■ WHAT YOU WILL DO
Using the material below, print the line that contains "-206,6 +206,8 @@", the line that contains "In SetupSummary description", and every line in between, exactly and nothing else.

■ RECORDS PROVIDED
:::

PR #3336, opened 2022-02-01
Set description in ConfigListScreen

Taapat:
This update description on config selection change in ConfigListScreen.
There are many screeen where there is only a defined description but they rely on SetupSummary to display it.
Now the description display in the parent screen has been removed from SetupSummary and this no longer works.
Therefore introduces a description display in ConfigListScreen.
See also: https://github.com/OpenPLi/enigma2/pull/3335

### DIFF
--- a/lib/python/Components/ConfigList.py
+++ b/lib/python/Components/ConfigList.py
@@ -206,6 +206,8 @@ class ConfigListScreen:
 		elif "VKeyIcon" in self:
 			self["VirtualKB"].setEnabled(False)
 			self["VKeyIcon"].boolean = False
+		if "description" in self:
+			self["description"].text = self.getCurrentDescription()
 
 	def KeyText(self):
 		self["config"].hideHelp()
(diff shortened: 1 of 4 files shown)


nautilus7:
Is the createSummary method required for the description to show up? If yes, then your changes are NOT compatible with existing plugins.

Taapat:
In SetupSummary description is set only for the parent screen.
Therefore, I wrote that SetupSummary is not the right place for this, and it is better to move it elsewhere.

nautilus7:
Yes, I see. It seems fine, so I am ok with that. I am ok with wherever you put description in, as long as it works and it is compatible with older code like it seems it is now. Thanks.

nautilus7 (approved):

nautilus7:
Everything works ok, so I closed my PR. Awaiting the present PR to be merged as it remains an urgent fix. Descriptions are broken for 3 months now.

:::

■ ANSWER
@@ -206,6 +206,8 @@ class ConfigListScreen:
 		elif "VKeyIcon" in self:
 			self["VirtualKB"].setEnabled(False)
 			self["VKeyIcon"].boolean = False
+		if "description" in self:
+			self["description"].text = self.getCurrentDescription()
 
 	def KeyText(self):
 		self["config"].hideHelp()
(diff shortened: 1 of 4 files shown)


nautilus7:
Is the createSummary method required for the description to show up? If yes, then your changes are NOT compatible with existing plugins.

Taapat:
In SetupSummary description is set only for the parent screen.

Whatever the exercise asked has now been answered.